Motivation of judging guidelines

  The AAAI Scavenger Hunt challenges robots to locate and
obtain objects within the conference's natural setting -
a hotel or convention center. In order to encourage a wide variety
of AI researchers to field a system, the 2006 scavenger hunt
will scaffold its challenge through five different facets of
intelligent interaction with the physical environment:

  A) spatial reasoning
  B) object recognition
  C) language and communication
  D) human awareness
  E) task awareness and planning

  In each of these five, there are several different levels
of competence that a robotic system might demonstrate. For
ease of reference, these levels are labeled in
decreasing order of ability:

  1) Concierge
  2) Gofer
  3) Scavenger
  4) Wanderer
  5) Slacker

  This leads to a matrix of possible capabilities that
scavenger hunt systems might demonstrate.

  Some participants might focus on achieving a high level of
competence in only one facet; others might put more effort
into integrating these components.
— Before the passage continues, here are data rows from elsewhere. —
PR #2730, opened 2021-01-13
BACKENDS: search also for track_x and track_xx audio cd tracks

mgerhardy:
this allows us to use the unmodified version of dotemu lba1 enhanced music track paths

see 1b67a288abbed4e130fac8507d8f66940fcc0530

### DIFF
--- a/backends/audiocd/default/default-audiocd.cpp
+++ b/backends/audiocd/default/default-audiocd.cpp
@@ -24,6 +24,7 @@
 #include "audio/audiostream.h"
 #include "common/config-manager.h"
 #include "common/system.h"
+#include "common/util.h"
 
 DefaultAudioCDManager::DefaultAudioCDManager() {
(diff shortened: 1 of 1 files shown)


mgerhardy:
Maybe the buffer should get increased or snprintf should be used. `track_2147483648` would overflow the buffer by 1 byte

mgerhardy:
Using `Common::String::format` now - still fits into the internal buffer, so no mem allocations - `openStreamFile` was converting it into a `Common::String` anyway. Also replaced the hardcoded arraysize.

bluegr:
This looks good, we don't need to add any extra logic for these tracks, other than their naming template, so there is no impact, and the dotemu version will work out of the box.

I propose to merge this this week, unless there are any objections.

bluegr:
Merging as mentioned. Thanks for your work!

Both types of entry
are welcome, and we will work with all participants to
make the scavenger hunt a motivating and rewarding venue.

  Note that this framework merely wraps the previous
scavenger hunt with some additional directions that teams
might pursue. Any entry designed with the prior rules in mind
can still participate fully and without change.

  Here are the original point values for reasoning
and handling the objects listed on the Scavenger Hunt Item Page.

  1. locate an object and approach it (5 pts each)
  2. identify objects based on color and shape (10 pts each)
  3. indicate the relative positions of the objects found (~20 points)
  4. find and move an object to a designated location (30 points)
  5. create a map (of some sort), including the objects found (30 points)
In addition, these values may be increased or decreased by the judges
depending on the following factors:
  The table below is meant as a guide for how the judges
will try to compare systems that take very different approaches to
the spatial reasoning tasks. They also intend
to provide some additional structure, e.g., to distinguish
"human awareness" here from the separate human/robot interaction
event at AAAI. An advantage of the AAAI robot competition is that
all participants are welcome to tailor the venue to help motivate
their own particular projects. Thus, these guidelines will change to
meet participants' needs and interests.

  Disclaimers: these facets are not mutually exclusive. (Who would
claim AI was perfectly modular?) Also, one might say that a
"concierge"-level system in all five -- or even just one --
spatial reasoning category goes improbably far toward "solving
the AI problem." Whether or not this is true, it is perhaps not
a bad thing to keep such lofty goals in mind, even if they are still distant.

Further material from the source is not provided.